Performance Analysis and Design of an Obstacle Detection and Identification System

This paper reports the Performance Analysis and Design process for a non-collaborative anti collision sensor system to be installed onboard a High Altitude Long Endurance UAV that will be developed by the Italian Aerospace Research Center. First of all, a study on the required performances for the anti collision sensors was carried out. Requirements were critically reviewed considering flight dynamics models of the typical collision scenarios. The study included requirements on all sensor characteristics related to the anti-collision function such as resolutions coming from flying obstacle relative velocity and dimensions, field of regard, timing, and obstacle revisit rate. The requirements on sensor resolutions were discussed considering typical obstacle dimensions and flight envelopes.

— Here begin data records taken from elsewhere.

PR #4052, opened 2017-05-16
Mark way_function properties as mandatory

mloskot:
Format values and function names as code (refines #4040)

-----

@TheMarex More tidying-up


TheMarex:
Awesome thanks!

Issue #4038, opened 2017-05-12
Segfault on „Generating edge-expanded edges“


timojuez:
Hi people,

I try to osrm-extract the osm-file and get a segmentation fault. What can I do please?

Thank you,

Timo

Debug output:
Starting program: /home/timo/Dokumente/studium/aktuelles Semester/bewegungsprofile/osrm/osrm-backend/build/osrm-extract Dresden.osm -p ../profiles/foot.lua
[Thread debugging using libthread_db enabled]
Using host libthread_db library "/lib/i386-linux-gnu/libthread_db.so.1".
[info] Using script ../profiles/foot.lua
[info] Input file: Dresden.osm
[info] Profile: foot.lua
[info] Threads: 2
[New Thread 0xb592db40 (LWP 27316)]
[New Thread 0xb4efeb40 (LWP 27317)]
[info] Parsing in progress..
[STXXL-MSG] STXXL v1.4.1 (prerelease/Debug)
[STXXL-ERRMSG] Warning: no config file found.
[STXXL-ERRMSG] Using default disk configuration.
[STXXL-MSG] Disk '/var/tmp/stxxl' is allocated, space: 1000 MiB, I/O implementation: syscall autogrow delete_on_exit queue=0 devid=0
[info] input file generated by osmconvert 0.8.4
[info] timestamp: n/a
[New Thread 0x9a25eb40 (LWP 27318)]
[Thread 0xb592db40 (LWP 27316) exited]
[Thread 0xb4efeb40 (LWP 27317) exited]
[info] Parsing finished after 35.7135 seconds
[info] Raw input contains 2587351 nodes, 445129 ways, and 0 relations
[New Thread 0xb592db40 (LWP 27335)]
[info] Sorting used nodes        ... [New Thread 0xa742bb40 (LWP 27336)]
ok, after 0.577053s
[info] Erasing duplicate nodes   ... ok, after 0.468767s
[info] Sorting all nodes         ... ok, after 3.29639s
[info] Building node id map      ... ok, after 1.90283s
[info] setting number of nodes   ... ok
[info] Confirming/Writing used nodes     ... ok, after 1.51424s
[info] Processed 557704 nodes
[info] Sorting edges by start    ... ok, after 1.99433s
[info] Setting start coords      ... ok, after 3.16936s
[info] Sorting edges by target   ... ok, after 2.2304s
[info] Computing edge weights    ... ok, after 4.27239s
[...]

PR #4053, opened 2017-05-16
Fix precision loss in angleBetween function

oxidase:
# Issue

In 32 bit mode  `angleBetween(257.78421507794314, 77.784215077943117)` returns 2.8421709430404007e-14 that causes an assertion #4038 
`angleBetween(77.784215077943117, 257.78421507794314)` returns 0 as expected.

In 64-bit mode both calls return 0

## Tasklist
 - [x] review
 - [x] adjust for comments

## Requirements / Relations

### DIFF
--- a/include/util/bearing.hpp
+++ b/include/util/bearing.hpp
@@ -120,15 +120,7 @@ inline double reverse(const double bearing)
 // entry_bearing of 0.
 inline double angleBetween(const double entry_bearing, const double exit_bearing)
 {
-    // transform bearing from cw into ccw order
-    const double offset = 360 - entry_bearing;
-    const double rotated_exit = [](double bearing, const double offset) {
-        bearing += offset;
-        return bearing > 360 ? bearing - 360 : bearing;
-    }(exit_bearing, offset);
-
-    const auto angle = 540 - rotated_exit;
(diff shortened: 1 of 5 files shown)


include/util/bearing.hpp
```diff
@@ -120,15 +120,7 @@ inline double reverse(const double bearing)
...
-    // transform bearing from cw into ccw order
-    const double offset = 360 - entry_bearing;
-    const double rotated_exit = [](double bearing, const double offset) {
-        bearing += offset;
-        return bearing > 360 ? bearing - 360 : bearing;
-    }(exit_bearing, offset);
-
-    const auto angle = 540 - rotated_exit;
-    return angle >= 360 ? angle - 360 : angle;
+    return std::fmod(entry_bearing - exit_bearing + 540., 360.);
```
TheMarex: Nice refactor!

oxidase:
@TheMarex basically the main change is to use
```
	movsd	.LC0(%rip), %xmm1
	movsd	.LC1(%rip), %xmm0
	call	fmod@PLT
```
so the result is corrected wrt arch-dependent ulps by fmod, but downside that it is less performant than
`while  (0 <= angle && angle <= 360.) angle -= 360.`

it is not related to 5.7.1, but can be merged in

PR #4054, opened 2017-05-16
Removes unused PUBLISH_NODE_BINDINGS var from .travis.yml

daniel-j-h:
I didn't get that we're no longer using this env var - sorry. cc @TheMarex @danpat


daniel-j-h:
- https://github.com/Project-OSRM/osrm-backend/blob/4294295242870d662abba9a2db754c4042995767/.travis.yml#L286
- https://github.com/Project-OSRM/osrm-backend/blob/4294295242870d662abba9a2db754c4042995767/scripts/travis/publish.sh#L10

PR #4056, opened 2017-05-17
R-Tree tuning

danpat:
This PR refactors the R-Tree data layout to improve performance, reduce data sizes (a little bit) and simplify file structures.

TL;DR - 20% faster queries at the expense of 3.8x more `.ramIndex` data.  Simpler file structures.  1% less R-Tree data overall (data moved from disk to RAM).

The main changes here are:

  - The `LeafNode` structure is removed.  The `.fileIndex` file now contains a flat array of `EdgeDataT` objects, (still) sorted by Hilbert Code on their centroid.  We still choose the number of `EdgeDataT` objects to pack into each leaf node based on a power-of-2 block size.
  - The `TreeNode` structure now only contains the bounding rectangle for each node in the R-Tree.

Tree navigation is now achieved by calculation, rather than storing pointers within the tree structure.  A small new data structure `m_tree_level_sizes` is stored in the `.ramIndex` file.  It contains the number of `TreeNodes` in each level of the tree, starting from the root (which is always size 1).

This is sufficient information, along with knowledge of BRANCHING_FACTOR and LEAF_NODE_SIZE, to calculate the position of the child of any node in the tree.  The `ExploreTreeNode`, `ExploreLeafNode` and `SearchInBox` functions have been updated to use this approach (the calculation logic resides in the `child_indexes(TreeIndex parent)` member function of the `StaticRTree` class.

The net result of these changes is:

  1. Improved performance - primarily due to the leaf node bounding rectangles being accessible in RAM, avoiding I/O for the lowest level bounding box check.
  2. Slightly less disk - about 0.5% to 1% of the total R-Tree data was eliminated.
  3. More RAM usage - the `.ramIndex` is now approximately 3.8x larger

Here is a spreadsheet that summarizes the size/performance differences after these changes are applied:

screen shot 2017-05-24 at 3 16 12 pm

## Tasklist
 - [x] review
 - [x] adjust for comments


include/util/rectangle.hpp
```diff
@@ -179,9 +179,12 @@ struct RectangleInt2D
...
 {
-    out << std::setprecision(12) << "(" << toFloating(rect.min_lon) << ","
-        << toFloating(rect.max_lon) << "," << toFloating(rect.min_lat) << ","
-        << toFloating(rect.max_lat) << ")";
+    out << std::setprecision(12) << "[[" << toFloating(rect.min_lon) << ","
+        << toFloating(rect.min_lat) << "],[" << toFloating(rect.min_lon) << ","
+        << toFloating(rect.max_lat) << "],[" << toFloating(rect.max_lon) << ","
+        << toFloating(rect.max_lat) << "],[" << toFloating(rect.max_lon) << ","
+        << toFloating(rect.min_lat) << "],[" << toFloating(rect.min_lon) << ","
+        << toFloating(rect.min_lat) << "]";
```
oxidase: a closing square bracket is missing or an opening one is not needed

include/util/static_rtree.hpp
```diff
@@ -49,71 +49,150 @@ namespace osrm
...
+ * Static RTree for serving nearest neighbour queries
+ * // All coordinates are pojected first to Web Mercator before the bounding boxes
+ * // are computed, this means the internal distance metric doesn not represent meters!
+ */
+
 template <class EdgeDataT,
           storage::Ownership Ownership = storage::Ownership::Container,
-          std::uint32_t BRANCHING_FACTOR = 128,
+          std::uint32_t BRANCHING_FACTOR = 64,
           std::uint32_t LEAF_PAGE_SIZE = 4096>
```
oxidase: It is unused and can be removed, also L37-45 can be removed

include/util/static_rtree.hpp
```diff
@@ -49,71 +49,150 @@ namespace osrm
...
     using Rectangle = RectangleInt2D;
     using EdgeData = EdgeDataT;
     using CoordinateList = Vector<util::Coordinate>;
 
-    static_assert(LEAF_PAGE_SIZE >= sizeof(uint32_t) + sizeof(EdgeDataT), "page size is too small");
+    static_assert(LEAF_PAGE_SIZE >= sizeof(EdgeDataT), "page size is too small");
     static_assert(((LEAF_PAGE_SIZE - 1) & LEAF_PAGE_SIZE) == 0, "page size is not a power of 2");
-    static constexpr std::uint32_t LEAF_NODE_SIZE =
-        (LEAF_PAGE_SIZE - sizeof(uint32_t) - sizeof(Rectangle)) / sizeof(EdgeDataT);
+    static constexpr std::uint32_t LEAF_NODE_SIZE = (LEAF_PAGE_SIZE / sizeof(EdgeDataT));
```
oxidase: `LEAF_NODE_SIZE` can be a template parameter similar to `BRANCHING_FACTOR` without computing from `LEAF_PAGE_SIZE`

include/util/static_rtree.hpp
```diff
@@ -49,71 +49,150 @@ namespace osrm
...
+     */
     struct TreeIndex
     {
-        TreeIndex() : index(0), is_leaf(false) {}
-        TreeIndex(std::size_t index, bool is_leaf) : index(index), is_leaf(is_leaf) {}
-        std::uint32_t index : 31;
-        std::uint32_t is_leaf : 1;
+        TreeIndex() : level(0), offset(0) {}
+        TreeIndex(std::size_t level_, std::size_t offset_) : level(level_), offset(offset_) {}
+        std::size_t level;  // Which level of the tree is this node in
```
TheMarex: Going smaller here would help, the size of `TreeIndex` is important for the performance of the queue: The smaller this struct is the less data will be shuffled around. Going `size_t` -> `uint32` should work for both. (maybe even 16 bits?)

include/util/static_rtree.hpp
```diff
@@ -125,13 +204,13 @@ class StaticRTree
...
             : squared_min_dist(squared_min_dist), tree_index(tree_index),
-              segment_index(std::numeric_limits<std::uint32_t>::max())
+              segment_index(std::numeric_limits<std::uint64_t>::max())
         {
         }
 
         QueryCandidate(std::uint64_t squared_min_dist,
                        TreeIndex tree_index,
-                       std::uint32_t segment_index,
+                       std::uint64_t segment_index,
```
TheMarex: Why 64bit?

include/util/static_rtree.hpp
```diff
@@ -140,27 +219,44 @@ class StaticRTree
...
         TreeIndex tree_index;
-        std::uint32_t segment_index;
+        std::uint64_t segment_index;
         Coordinate fixed_projected_coordinate;
     };
 
-    Vector<TreeNode> m_search_tree;
+    // We use a const view type when we don't own the data, otherwise
+    // we use a mutable type (probably becase we're building the tree)
+    using treeviewtype = typename std::conditional<Ownership == storage::Ownership::View,
```
TheMarex: `CamelCase` for our types.

include/util/static_rtree.hpp
```diff
@@ -254,97 +357,116 @@ class StaticRTree
...
-            while (processed_tree_nodes_in_level < tree_nodes_in_level.size())
+            auto previous_level_start_pos = m_search_tree.size() - nodes_in_previous_level;
+
+            // We can calculate how many nodes will be in this level, we divide by
+            // BRANCHING_FACTOR
+            // and round up
+            std::uint32_t nodes_in_current_level =
+                std::ceil(static_cast<double>(nodes_in_previous_level) / BRANCHING_FACTOR);
+
+            for (std::uint32_t current_node_idx = 0; current_node_idx < nodes_in_current_level;
```
TheMarex: Could be refactored using `util::irange`

include/util/static_rtree.hpp
```diff
@@ -254,97 +357,116 @@ class StaticRTree
...
+                auto first_child_index =
+                    current_node_idx * BRANCHING_FACTOR + previous_level_start_pos;
+                auto last_child_index =
+                    first_child_index +
+                    std::min(BRANCHING_FACTOR,
+                             nodes_in_previous_level - current_node_idx * BRANCHING_FACTOR);
+
+                // Calculate the bounding box for BRANCHING_FACTOR nodes in the previous
+                // level, then save that box as a new TreeNode in the new level.
+                for (auto child_node_idx = first_child_index; child_node_idx < last_child_index;
```
TheMarex: `util::irange`

include/util/static_rtree.hpp
```diff
@@ -254,97 +357,116 @@ class StaticRTree
...
+        // later on.  The workflow here is:
+        // The initial order of tree nodes in the m_search_tree array is roughly:
+        // 6789 345 12 0   (each block here is a level of the tree)
+        // Then we reverse it and get:
+        // 0 21 543 9876
+        // Now the loop below reverses each level to give us the final result
+        // 0 12 345 6789
+        // This ordering keeps the position math easy to understand during later
+        // searches
+        for (std::size_t i = 0; i < m_tree_level_sizes.size(); ++i)
```
TheMarex: `util::irange`

danpat:
@TheMarex I've addressed most of the review points.  I'm out for the next few days, please feel free to merge this as-is, or make whatever remaining modifications are necessary to get it into `master` for 5.8.

include/util/static_rtree.hpp
danpat: The reason I left this in is so that the leaf-node groups of EdgeDataT objects are still clustered in page-sized blocks, to minimize disk reads.  I guess we could make your suggested change and then just do some empirical tests to tune, but to be honest, the existing value seemed to perform best in my local tests, so I just left it alone.

PR #4057, opened 2017-05-17
Lets MakeResponse(Route) explicitly call MakeResponse(ManyRoutes) in RouteAPI

daniel-j-h:
See https://github.com/Project-OSRM/osrm-backend/pull/4035#discussion_r116890340

### DIFF
--- a/include/engine/api/route_api.hpp
+++ b/include/engine/api/route_api.hpp
@@ -65,11 +65,6 @@ class RouteAPI : public BaseAPI
         response.values["code"] = "Ok";
     }
 
-    void MakeResponse(const InternalRouteResult &raw_route, util::json::Object &response) const
-    {
-        return MakeResponse(raw_route, response);
-    }
-
   protected:
     template <typename ForwardIter>
     util::json::Value MakeGeometry(ForwardIter begin, ForwardIter end) const


daniel-j-h:
Small self-contained example:

- clang https://godbolt.org/g/CJ6Pa7
- gcc https://godbolt.org/g/fIl2S5

oxidase:
nice, it hits [the note](https://stackoverflow.com/questions/3592557/optimizing-away-a-while1-in-c0x)

> [ Note: This is intended to allow compiler transformations such as removal of empty loops, even when
termination cannot be proven. — end note ]

danpat:
Yeah.  I think we avoided the problem through the following mechanism:

  1. Compiler optimized away `MakeResponse(Route)`
  2. Calls that would've matched `MakeResponse(Route)` were instead redirected to `MakeResponse(ManyRoutes)` because it can cast `Route`->`ManyRoutes`

While this works, it's definitely a bit black-magicy, removing this weird function is 👍

daniel-j-h:
Follow up from chat: AppVeyor build was 🍏 looks like a spurious error:
https://ci.appveyor.com/project/DennisOSRM/osrm-backend/build/1.0.8186

Also: after meging this into master Travis also had a spurious failure:
https://travis-ci.org/Project-OSRM/osrm-backend/jobs/233549233

where we were unable to download Clang, silently continued the build, used the system's pre-installed Clang 3.5 and then errored during compilation.

```
[Mason] Downloading package https://mason-binaries.s3.amazonaws.com/linux-x86_64/clang++/4.0.0.tar.gz...
CMake Error at cmake/mason.cmake:80 (message):
[Mason] Failed to download  https://mason-binaries.s3.amazonaws.com/linux-x86_64/clang++/4.0.0.tar.gz:
curl: (56) SSL read: error:00000000:lib(0):func(0):reason(0), errno 104
```

PR #4059, opened 2017-05-17
Avoid boost::numeric_cast on trusted coordinates

danpat:
# Issue

During profiling for https://github.com/Project-OSRM/osrm-backend/pull/4056, I found that `toFixed()` was surprisingly high on the list of things that take up CPU time during route calculation.

This change creates a new longitude/latitude type that's flagged (via naming) as "unsafe" - instances of these unsafe types are passed to different versions of the `toFixed()` function which continue to perform `boost::numeric_cast` checks.  Not-`Unsafe*` variables are routed to simpler versions of `toFixed()` that don't perform overflow checking.

Data supplied by external sources: (1) user supplied coordinates in queries, and (2) longitude/latitude values read from `.osm` files during pre-processing are created as `Unsafe(Longitude|Latitude)` types, which causes them to receive an extra `boost::numeric_cast` check.

Data that comes from internally, already vetted sources (such as `GetCoordinateOfNode()` on the `datafacade`) is routed to the simpler `toFixed()` function which doesn't perform a `boost::numeric_cast`.

Our `rtree-bench` does a lot of lookups of already safe coordinates.  Here's the performance before this change:

```
./src/benchmarks/rtree-bench moldova-latest.osrm.ramIndex moldova-latest.osrm.fileIndex moldova-latest.osrm.nodes
Running raw RTree queries (1 result) with 10000 coordinates: Took 0.551909 seconds (551.91ms)  ->  0.055191 ms/query (551.91ms)
Running raw RTree queries (10 results) with 10000 coordinates: Took 0.595937 seconds (595.938ms)  ->  0.0595938 ms/query (595.938ms)
```

and after:

```
./src/benchmarks/rtree-bench moldova-latest.osrm.ramIndex moldova-latest.osrm.fileIndex moldova-latest.osrm.nodes
Running raw RTree queries (1 result) with 10000 coordinates: Took 0.45309 seconds (453.09ms)  ->  0.045309 ms/query (453.09ms)
Running raw RTree queries (10 results) with 10000 coordinates: Took 0.506266 seconds (506.266ms)  ->  0.0506266 ms/query (506.266ms)
```

## Tasklist
 - [X] Quantify performance gain (coordinate lookups are 19% faster)
 - [x] review
 - [x] adjust for comments

### DIFF
--- a/include/server/api/base_parameters_grammar.hpp
+++ b/include/server/api/base_parameters_grammar.hpp
@@ -111,15 +111,15 @@ struct BaseParametersGrammar : boost::spirit::qi::grammar<Iterator, Signature>
                                                 qi::_1,
                                                 qi::_2)];
 
-        location_rule =
-            (double_ > qi::lit(',') >
-             double_)[qi::_val = ph::bind(
-                          [](double lon, double lat) {
-                              return util::Coordinate(util::toFixed(util::FloatLongitude{lon}),
-                                                      util::toFixed(util::FloatLatitude{lat}));
-                          },
-                          qi::_1,
-                          qi::_2)];
+        location_rule = (double_ > qi::lit(',') >
+                         double_)[qi::_val = ph::bind(
+                                      [](double lon, double lat) {
+                                          return util::Coordinate(
+                                              util::toFixed(util::UnsafeFloatLongitude{lon}),
+                                              util::toFixed(util::UnsafeFloatLatitude{lat}));
+                                      },
+                                      qi::_1,
+                                      qi::_2)];
 
         polyline_rule = qi::as_string[qi::lit("polyline(") > +polyline_chars > ')']
                                      [qi::_val = ph::bind(
--- a/include/util/coordinate.hpp
+++ b/include/util/coordinate.hpp
@@ -53,16 +53,29 @@ struct latitude
 struct longitude
 {
 };
+struct unsafelatitude
+{
+};
+struct unsafelongitude
+{
+};
 }
 
+// Internal lon/lat types - assumed to be range safe
 using FixedLatitude = Alias<std::int32_t, tag::latitude>;
 using FixedLongitude = Alias<std::int32_t, tag::longitude>;
 using FloatLatitude = Alias<double, tag::latitude>;
 using FloatLongitude = Alias<double, tag::longitude>;
+// Types used for external input data - conversion functions perform extra
+// range checks on these (toFixed/toFloat, etc)
+using UnsafeFloatLatitude = Alias<double, tag::unsafelatitude>;
+using UnsafeFloatLongitude = Alias<double, tag::unsafelongitude>;
 static_assert(std::is_pod<FixedLatitude>(), "FixedLatitude is not a valid alias");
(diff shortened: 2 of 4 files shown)


daniel-j-h:
Idea is great 👍 - not sure we need more types here, though.
What about `unsafeTo*` functions, we need to be explicit anyway.

oxidase:
i think it is safe to directly switch from numeric_cast to static_cast, because int32_t is safely promoted to double. But i would do: 
```
     const auto floating = static_cast<double>(longitude) / COORDINATE_PRECISION;
```
to avoid assumptions about `COORDINATE_PRECISION` type

danpat:
@daniel-j-h Either approach would work of course, but I feel like a distinct type is better, because of it will prevent accidental passing of an unsafe value to a method that doesn't handle unsafe data properly.

include/server/api/base_parameters_grammar.hpp
```diff
@@ -111,15 +111,15 @@ struct BaseParametersGrammar : boost::spirit::qi::grammar<Iterator, Signature>
...
-                              return util::Coordinate(util::toFixed(util::FloatLongitude{lon}),
-                                                      util::toFixed(util::FloatLatitude{lat}));
-                          },
-                          qi::_1,
-                          qi::_2)];
+        location_rule = (double_ > qi::lit(',') >
+                         double_)[qi::_val = ph::bind(
+                                      [](double lon, double lat) {
+                                          return util::Coordinate(
+                                              util::toFixed(util::UnsafeFloatLongitude{lon}),
```
oxidase: Here numeric_cast also not really needed, because it :
* checks overflows
* checks underflows
* makes rounding  accordingly to a rounding policy 

double to double conversion with default rounding policy would be similar to static_cast. 

One thing that is allowed atm  is [parsing of NaNs](https://github.com/boostorg/spirit/blob/abe2a14a7fd281e0e6a6a32ab3cde31f277fbb64/include/boost/spirit/home/qi/numeric/detail/real_impl.hpp#L207-L208)
but it can be rejected by providing `RealPolicy` that fail at `parse_nan` and `parse_inf`

daniel-j-h: Here's an example for a `RealPolicy` we're already using

https://github.com/Project-OSRM/osrm-backend/blob/b1f6797aab453e141931af2389b8e16687e47fd6/include/server/api/base_parameters_grammar.hpp#L30-L68

see for context https://github.com/Project-OSRM/osrm-backend/issues/2009

oxidase: :+1: just did not look above, qi should provide safe double values in place

danpat: https://github.com/Project-OSRM/osrm-backend/blob/safe_coordinate_conversion/unit_tests/util/coordinate_calculation.cpp#L136

Also, we need to catch the user supplying double vales that are large. `toFixed` multiplies the user value by `COORDINATE_PRECISION`, so that can overflow if the user gives a value grater than max(double)/COORDINATE_PRECISION.

So this should remain as I wrote it, right?  Also, this usage is only called once per user coordinate, so doesn't contribute much to total query time. Other usages were called thousands of time per query, they were the real target of this PR.

PR #4063, opened 2017-05-18
Fixes penalty for turning onto restricted ways

daniel-j-h:
Potentially overflowing the `int16_t` turn weight type.
Removing custom turn penalty of `3000` - simply using the max turn weight.

See: https://github.com/Project-OSRM/osrm-backend/pull/4047#issuecomment-302409619


daniel-j-h:
Cherry picked into 5.7.

PR #4066, opened 2017-05-19
Set testbot profile and adjust expectations

### LINKED ISSUE #4062: features/testbot/zero-speed-updates.features use the bicycle profile
no profile is specified, and the test therefore defaults to bicycle

oxidase:
# Issue

Fixes #4062. Tests in 9358aa11287bd450468cc7067085f9e519dec9bc  implicitly use the bicycle profile.

For testbot profile:
* expectation in `Routing on restricted oneway` is modified because  segments are onway.
* some tests hit now incorrect assertion for empty heaps. This handled now in `search` functions after 9358aa11287bd450468cc7067085f9e519dec9bc

The first commit already landed in master :man_facepalming: but the second one is required.

## Tasklist
 - [x] review
 - [x] adjust for comments

## Requirements / Relations

### DIFF
--- a/features/testbot/zero-speed-updates.feature
+++ b/features/testbot/zero-speed-updates.feature
@@ -111,8 +111,8 @@ Feature: Check zero speed updates
             """
 
         When I route I should get
-          | from | to | bearings | code    |
-          |    1 |  2 | 270 270  | NoRoute |
+          | from | to | bearings | code      |
+          |    1 |  2 | 270 270  | NoSegment |
 
 
     Scenario: Via routing on restricted oneway
--- a/src/engine/routing_algorithms/shortest_path.cpp
+++ b/src/engine/routing_algorithms/shortest_path.cpp
@@ -131,8 +131,6 @@ void search(SearchEngineData<Algorithm> &engine_working_data,
                                     source_phantom.GetReverseWeightPlusOffset(),
                                 source_phantom.reverse_segment_id.id);
         }
-        BOOST_ASSERT(forward_heap.Size() > 0);
-        BOOST_ASSERT(reverse_heap.Size() > 0);
 
         search(engine_working_data,
                facade,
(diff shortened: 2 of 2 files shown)


daniel-j-h:
Care to elaborate why the assertions are wrong now or where it is handled now?

features/testbot/zero-speed-updates.feature
```diff
@@ -111,8 +111,8 @@ Feature: Check zero speed updates
             """
 
         When I route I should get
-          | from | to | bearings | code    |
-          |    1 |  2 | 270 270  | NoRoute |
```
TheMarex: The error changed because in the `bicycle` profile oneways are actually traversable in both directions (if you push your bike), right?

src/engine/routing_algorithms/shortest_path.cpp
```diff
@@ -166,8 +164,7 @@ void search(SearchEngineData<Algorithm> &engine_working_data,
                                     source_phantom.GetReverseWeightPlusOffset(),
                                 source_phantom.reverse_segment_id.id);
         }
-        BOOST_ASSERT(forward_heap.Size() > 0);
```
TheMarex: This can happen because we could get `PhantomNodes` that are not admissible as source/target right?

oxidase:
Some nodes that contain segments with `INVALID_EDGE_WEIGHT` after speed updates can not be used for routing due to integer overflows in weight, so heaps can be empty and the check is now [here](https://github.com/Project-OSRM/osrm-backend/blob/5c61f00ffa18a676de91c7869c831d73dd3d6162/src/engine/routing_algorithms/routing_base_ch.cpp#L85) instead of assertions

features/testbot/zero-speed-updates.feature
oxidase: yes, just missed the point that was testing on bicycle profile that allows  routing in reverse direction, for testbot profile it is not allowed

PR #4068, opened 2017-05-19
Fix failing bicycle test cases from refactor

TheMarex:
# Issue

These need fixes on master before we can merge #4033. This makes it easier to test the refactor and enable backporting these fixes to 5.7.

## Tasklist
 - [ ] review
 - [ ] adjust for comments

## Requirements / Relations

Broken out of #4033

### DIFF
--- a/features/bicycle/access.feature
+++ b/features/bicycle/access.feature
@@ -10,80 +10,80 @@ Feature: Bike - Access tags on ways
             | access | vehicle | bicycle  | bothw        |
             |        |         |          | cycling      |
             |        |         | yes      | cycling      |
-            |        |         | no       |              |
+            |        |         | no       | pushing bike |
             |        |         | dismount | pushing bike |
             |        | yes     |          | cycling      |
             |        | yes     | yes      | cycling      |
-            |        | yes     | no       |              |
+            |        | yes     | no       | pushing bike |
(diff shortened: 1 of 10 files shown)


features/bicycle/access.feature
```diff
@@ -10,80 +10,80 @@ Feature: Bike - Access tags on ways
...
+            |        |      | no       | pushing bike |                          |
+            |        |      | dismount | pushing bike |                          |
+            |        | yes  |          | cycling      |                          |
+            |        | yes  | yes      | cycling      |                          |
+            |        | yes  | no       | pushing bike |                          |
+            |        | yes  | dismount | pushing bike |                          |
+            |        | no   |          | cycling      |                          |
+            |        | no   | yes      | cycling      |                          |
+            |        | no   | no       |              |                          |
+            |        | no   | dismount | pushing bike | questionable combination |
```
emiltin: i think foot=no should prevent pushing of bikes

daniel-j-h:
What's the status here? The new profile version landed - @emiltin want to run the bike tests out?

TheMarex:
This PR is outdated but I still think we should take a fresh look at the bicycle profiles and the tests. There are some weird rules with oneway streets that need to be revisited, but I don't have the bandwidth for this right now.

In addition, the dynamical correlation between sensor measurement rate and resolutions was modeled. The second step of the design process was to select sensors that fulfilled the estimated theoretical performances. The resulting sensor configuration included an active microwave anti-collision system, two visible cameras, and two infra-red sensors that allowed for increased performances in terms of angular resolution and measurement rate along with day/night and all weather capabilities. Subsequently, the system logic architecture was developed. The assigned system goal was to realize the detection, tracking, and identification of up to four obstacles that were simultaneously sensed in the Field of Regard. Standing the multiple sensor approach, sensor fusion architecture was developed for each one of the functions reported above. Multiple mode operation was determined depending on the number and on the type of sensors that could detect an obstacle at the same time. Flight tests will be carried out to demonstrate system capability with scaled performances by installing a selected set of sensors onboard a lightweight aircraft.